Image Classification and Segmentation

CS 194: Computational Photography, Spring 2020

Project 4

Abby Cohn


In this project, the first part consists of image classification in the Fashion-MNIST dataset using Pytorch in Google Colab. The second part is a semantic segmentation in the Facades Dataset. Increasing average precision is achieved by changing parameters, such as epoch number and convolutional layer characteristics.

Image Classification

The model I created has 2 convolutional layers, 3x3 kernels, and has Relu and maxpool layers. I couple the cross entropy function for loss with the Adam optimizer that has a learning rate of 0.001. These parameters helped the model get to an overall 91% accuracy. The validation accuracy was slightly below the training accuracy over the 5 epochs.

accuracy of validation(blue) & training(orange) over #epochs
overall accuracy: 91%

As we can see, the accuracy of the shirt was the worst out of the 10 classes at 74%. My guess as to why its a bit lower is that there is much more variation in a shirt than other clothing items, and it can be easily mistaken for other pieces. The best accuracy is trousers and bags, which both hit 99% accuracy, probably because of their very distinct shapes.

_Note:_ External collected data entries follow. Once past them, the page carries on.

PR #554, opened 2020-02-06
dump-bundle: Treat JavaScript resources as text

irori:
So that dump-bundle will print response body by default.

### DIFF
--- a/go/bundle/cmd/dump-bundle/main.go
+++ b/go/bundle/cmd/dump-bundle/main.go
@@ -4,6 +4,7 @@ import (
 	"flag"
 	"fmt"
 	"log"
+	"mime"
 	"os"
 	"strings"
 	"time"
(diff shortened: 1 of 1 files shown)


go/bundle/cmd/dump-bundle/main.go
```diff
@@ -81,6 +81,10 @@ func DumpExchange(e *bundle.Exchange, b *bundle.Bundle, verifier *signature.Veri
 	return nil
 }
 
+func isTextType(mimeType string) bool {
+	return strings.HasPrefix(mimeType, "text/") || strings.HasPrefix(mimeType, "application/javascript")
```
hajimehoshi: `HasPrefix` for `application/javascript` seems a little odd. I think this can be `application/foobar+javascript`.

irori: The intention here is that this function should return true for all of the followings:

- `text/*`
- `application/javascript`
- `application/javascript; charset=utf-8` (this seems not very rare today)

It seems there's no registered media type of the form `application/foobar+javascript`.
https://www.iana.org/assignments/media-types/media-types.xhtml

(There're many `*/*+xml` and `*/*+json` types, but this patch is not trying to interpret those.)

hajimehoshi: Oh I see. How about using `mime` package?

https://play.golang.org/p/gLepcpuj_4a

irori: Done.

PR #559, opened 2020-02-21
Fix #556: describe the origin-computation algorithm better.

### LINKED ISSUE #556: "These are encoded so that the normal algorithm for computing an origin from a URL works" is false
https://github.com/WICG/webpackage/blob/master/explainers/navigation-to-unsigned-bundles.md#urls-for-bundle-components is incorrect as due to the scheme you'll get an opaque origin.

jyasskin:
I believe that with the encoding suggested here, we can just add "package" to the list at https://url.spec.whatwg.org/#concept-url-origin that includes "https", and that'll make the origin algorithm work for the new scheme. @annevk pointed out that my explanation was too brief; does this do a better job, or is there some other wording that would express it better?


annevk:
Seems fine. Is there a normative description available too somewhere?

jyasskin:
There's no specification yet.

2 correctly predicted t-shirts; incorrectly predicted shirt & dress
2 correctly predicted trousers; incorrectly predicted dress & dress
2 correctly predicted pullovers; incorrectly predicted shirt & shirt
2 correctly predicted dresses; incorrectly predicted shirt & shirt
2 correctly predicted coats; incorrectly predicted shirt & shirt
2 correctly predicted sandals; incorrectly predicted ankle boot & sneaker
2 shirts; incorrectly predicted pullover & t-shirt
2 correctly predicted sneakers; incorrectly predicted ankle boot & ankle boot
2 correctly predicted bags; incorrectly predicted sneaker & shirt
2 correctly predicted ankle boots; incorrectly predicted sneaker & shirt
Here, we have the 32 3x3 filters of the first convolution layer.

Semantic Segmentation

For this part of the projects, I played around with parameters until I found the most optimal combination. I finished with a network of 5 convolution layers with 64, 128, 256, 512, and 5 channels. I attempted to add in maxpool with a transpose, but it did not affect AP very much, so I left it out. I use the cross entropy loss function and the Adam optimizer with learning rate le-3 and weight decay of 2e-5. I ended up using 15 epochs.

trianing(orange) & validation(blue) loss over #epochs
average of .49 AP across classes

I was able to achieve an overall AP (average precision of .49. I tested the model on a couple images of my choosing. I used an image of Berkeley’s South Hall and an image of a government building in Vietnam. In both, we see that windows and facades are classified pretty well, and it makes out balconies somewhat. It does not perform very well at classifying pillars, but the model did alright overall.